> Instructions to follow:
Please report every line in the entries that contains the string "ErrorHandlingEverParseError".

[Collected data]
▬▬▬▬▬▬

PR #55, opened 2021-06-24
Fine-grained, user-controllable error reporting

nikswamy:
# The problem

Consider the following example

```
typedef struct _T
{
   UINT32 x
   {
       x >= 17
   };
   UINT32 y
   {
       y >= x
   };
} T;
```

When defining a validator for this type, we generate:

1. field codes: Every field in every type of a 3d file has a unique
   code, e.g.,  `T.x = 1` and `T.x = 2`.

2. Error codes: EverParse has a fixed set of error codes,
   corresponding to its different failure modes, including codes for:

```
    1, "generic error";
    2, "not enough data";
    3, "impossible";
    4, "list size not multiple of element size";
    5, "action failed";
    6, "constraint failed";
    7, "unexpected padding";
    8+, "unspecified";
```

If we fail when validating, say, `T.x`, we encode in the return value
from EverParse three things:

 1. The position in the input buffer where the failure occurred
 2. The code of the field on which the error occurred.
 3. The error code

At the top-level, we decode this information and pass it to a
top-level user-provided error handler, whose signature is

```
void
EverParseError(char *structName,
               char *fieldName,
               char *errorReason);
```

Some limitation of this scheme is that it is not context sensitive

We call back a single error handler at the top-level. It is hard to
fully reconstruct the failure from this error. For example, consider
this:

```
typedef struct _S {
  T t1;
  T t2;
} S;
```

A failure in `S.t1.x` cannot be distinguished from `S.t2.x`.

Some additional drawbacks:

 * The position in the input buffer at which the error occurred is not
   passed to the callback.

# The solution: on-error callbacks

Rather than encoding the error and field in the result code and
propagating it to the top-level callback, we will instead allow the
user to specify an error callback to be invoked repeatedly at every
level of the validation stack.

There are a few elements to the solution:

1. The type actions and validators are revised to take an additional `app_ctxt` parameter, representing some application chosen context type (e.g., some void* that the context passes in). The revised type of actions is:

```
let action p inv l on_success a
  = ctxt:app_ctxt -> //<---new
    #len: U32.t ->
    sl: input_buffer_t len ->
    pos:LPL.pos_t ->
    res:U64.t ->
    Stack a
      (requires fun h ->
        let open LPL in
        LPL.live_input_buffer h sl /\
        B.live h ctxt  /\ <-- context is initially live
        inv (LPL.slice_of sl).LPL.base h /\
        loc_not_unused_in h `loc_includes` (app_loc ctxt l) /\
        address_liveness_insensitive_locs `loc_includes` (app_loc ctxt l) /\ //<--- it cannot be freed by us
        (app_loc ctxt l) `loc_disjoint`  //<-- it's disjoint from the validation buffers
        (loc_buffer (LPL.slice_of sl).base `loc_union` R.loc_perm (LPL.perm_of sl)) /\
        (U64.v res <= U64.v validator_max_length ==>
           valid_pos p h (LPL.slice_of sl) (uint64_to_uint32 pos) (uint64_to_uint32 res)) /\
        (on_success ==> U64.v res <= U64.v validator_max_length))
      (ensures fun h0 _ h1 ->
        modifies (app_loc ctxt l) h0 h1 /\ //we may modify it 
        B.live h1 ctxt /\         //it remains live
        h1 `extends` h0 /\
        inv (LPL.slice_of sl).LPL.base h1)
```

2. Every 3D validator is now additionally parameterized by an error handler of type:

```
let error_handler = typename:string ->
                    fieldname:string ->
                    error_reason:string ->
                    action (parse_impos()) true_inv eloc_none false unit
```
and a ``app_ctxt``

3. Every validator is wrapped with a call to validate_with_error_handler, that calls the user-provided call back in case a validator fails, passing in the typename, fieldname, error reason, context, position, etc.

4. At the top-level, the user can instantiate the context parameter as
   they wish and link it with their implementation of the extern. 

By instantiating error callback extern appropriately, the user can
effectively reconstruct the entire validation call stack when an error
occurs, or a stack up to a bound.

For example, the caller can

1. Stack allocate a context up to some bound

```
typedef struct _ErrorFrame
{
    uint32 position;
    char *typename;
    char *fieldname;
    error_reason_enum_t code;
} ErrorFrame;

typedef struct _Frames {
    UINT8 ctr;
    UINT8 nframes;
    ErrorFrame frames[0];
} Frames;

void OnErrorCallback (Frames *frames,
                      uint32 position,
                      const char *fieldname,
                      const char *typename,
                      error_reason_enum_t code)
{
   if (frames->ctr < frames->nframes)
   {
       frames->frames[frames->ctr] =
        ((ErrorFrame)
          {
             .position = position;
             .typename = typename;
             ...
          });
       frames->ctr++;
   }
}
```

And to call into a validator instantiating the context like so:

```
{
   ErrorFrame frames[10];
   Frames ctxt =
    {
       ctr = 0;
       nframes = 10;
       .frames = frames;
    };

   validateT(&ctxt, ...)
}

```

# Top-level wrapper

To maintain backwards compat, and to provide a default error handler, the top-level wrapper provides something like this, which only tracks a single error frame and can report the error using the same user-provided error reporting function as before.

```
void ErrorHandlingEverParseError(char *StructName, char *FieldName, char *Reason);

typedef struct _ErrorFrame
{
	BOOLEAN filled;
	uint32_t start_pos;
	uint32_t end_pos;
	char *typename;
	char *fieldname;
	char *reason;
} ErrorFrame;

void DefaultErrorHandler(
	EverParseString typename,
	EverParseString fieldname,
	EverParseString reason,
	uint8_t *context,
	uint32_t len,
	uint8_t *base,
	uint64_t start_pos,
	uint64_t end_pos)
{
	ErrorFrame *frame = (ErrorFrame*)context;
	if (!frame->filled)
	{
		frame->filled = TRUE;
		frame->start_pos = start_pos;
		frame->end_pos = end_pos;
		frame->typename = typename;
		frame->fieldname = fieldname;
		frame->reason = reason;
	}
}

BOOLEAN ErrorHandlingCheckS(uint8_t *base, uint32_t len) {
	ErrorFrame frame;
	frame.filled = FALSE;
	uint64_t result = ErrorHandlingValidateS((uint8_t*)&frame,  &DefaultErrorHandler, len, base, 0);
	if (EverParseResultIsError(result))
	{
		if (frame.filled)
		{
			ErrorHandlingEverParseError(frame.typename, frame.fieldname, frame.reason);
		}
		return FALSE;
	}
	return TRUE;
}
```

# Some final remarks

One might be concerned about performance.

In case of ill-formed packets, for deep packet formats, we may call
the callback many times as we pop the validation stack.

This may impose some overhead, but the cost of it, only on the error
path, should be bounded by the static nesting depth of the format
specification.

Besides, even in the case of denial-of-service attacks from attackers
sending many malformed packets, the cost of rejecting many packets
even with elaborated error reporting will be usually far negligible
compared to the total processing cost (post-validation and
post-actions) of one valid packet.

At the very worst, in case this is a concern, we could even limit such
advanced reporting to debug builds only.

### DIFF
--- a/doc/3d-snapshot/BF.c
+++ b/doc/3d-snapshot/BF.c
@@ -2,7 +2,24 @@
 
 #include "BF.h"
 
-static inline uint64_t ValidateDummyEmp(uint64_t StartPosition)
+static inline uint64_t
+ValidateDummyEmp(
+  uint8_t *Ctxt,
+  void
+  (*Err)(
+    EverParseString x0,
+    EverParseString x1,
+    EverParseString x2,
+    uint8_t *x3,
+    uint32_t x4,
+    uint8_t *x5,
+    uint64_t x6,
+    uint64_t x7
+  ),
+  uint32_t Uu,
+  uint8_t *Input,
+  uint64_t StartPosition
+)
 /*++
     Internal helper function:
         Validator for field _dummy_emp
@@ -10,13 +27,56 @@ static inline uint64_t ValidateDummyEmp(uint64_t StartPosition)
 --*/
 {
   /* Validating field emp */
-  return StartPosition;
+  uint64_t positionAfterDummy = StartPosition;
+  if (EverParseIsSuccess(positionAfterDummy))
+  {
+    return positionAfterDummy;
+  }
+  Err("_dummy",
+    "_dummy_emp",
+    EverParseErrorReasonOfResult(positionAfterDummy),
+    Ctxt,
+    Uu,
+    Input,
+    StartPosition,
+    positionAfterDummy);
+  return positionAfterDummy;
 }
 
-uint64_t BfValidateDummy(uint32_t InputLength, uint8_t *Input, uint64_t StartPosition)
+uint64_t
+BfValidateDummy(
+  uint8_t *Ctxt,
+  void
+  (*Err)(
+    EverParseString x0,
+    EverParseString x1,
+    EverParseString x2,
+    uint8_t *x3,
+    uint32_t x4,
+    uint8_t *x5,
+    uint64_t x6,
+    uint64_t x7
+  ),
+  uint32_t Uu,
+  uint8_t *Input,
+  uint64_t StartPosition
+)
 {
   /* Field _dummy_emp */
-  return ValidateDummyEmp(StartPosition);
+  uint64_t positionAfterDummy = ValidateDummyEmp(Ctxt, Err, Uu, Input, StartPosition);
+  if (EverParseIsSuccess(positionAfterDummy))
+  {
+    return positionAfterDummy;
+  }
+  Err("_dummy",
+    "emp",
+    EverParseErrorReasonOfResult(positionAfterDummy),
+    Ctxt,
+    Uu,
+    Input,
+    StartPosition,
+    positionAfterDummy);
+  return positionAfterDummy;
 }
 
 void BfReadDummy(uint32_t InputLength, uint8_t *Input, uint32_t StartPosition)
--- a/doc/3d-lang.rst
+++ b/doc/3d-lang.rst
@@ -640,6 +640,89 @@ using a fully qualified name of the form ``<MODULE NAME>.<IDENTIFIER>``.
 A commented example is available `in the EverParse repository
 <https://github.com/project-everest/everparse/blob/master/src/3d/tests/modules/>`_.
 
+Error handling
+--------------
+
+When a validator fails, EverParse supports invoking a user-provided
+callback with contextual information about the failure.
+
+An error handling callback is a C procedure with the following signature:
+
+.. code-block:: c
+
+  typedef void (*ErrorHandler)(
+    const char *TypeName,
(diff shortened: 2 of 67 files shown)


nikswamy:
I fixed my description to resolve the open issue of an error handler per module. Instead, error handler are provided dynamically and threaded down through the validation stack, making it usable in a multi-module setting.

I've also update 3d-lang.rst with documentation of error handling.

doc/3d-snapshot/BF.c
```diff
@@ -2,21 +2,81 @@
...
+)
 /*++
     Internal helper function:
         Validator for field _dummy_emp
         of type BF._dummy
 --*/
 {
   /* Validating field emp */
-  return StartPosition;
+  uint64_t positionAfterDummy = StartPosition;
```
nikswamy, line 30: @aseemr @tahina-pro : Here's an always-succeeding unit validator that ended up getting wrapped with an error handler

▬▬▬▬▬▬

> Task solution:
void ErrorHandlingEverParseError(char *StructName, char *FieldName, char *Reason);
			ErrorHandlingEverParseError(frame.typename, frame.fieldname, frame.reason);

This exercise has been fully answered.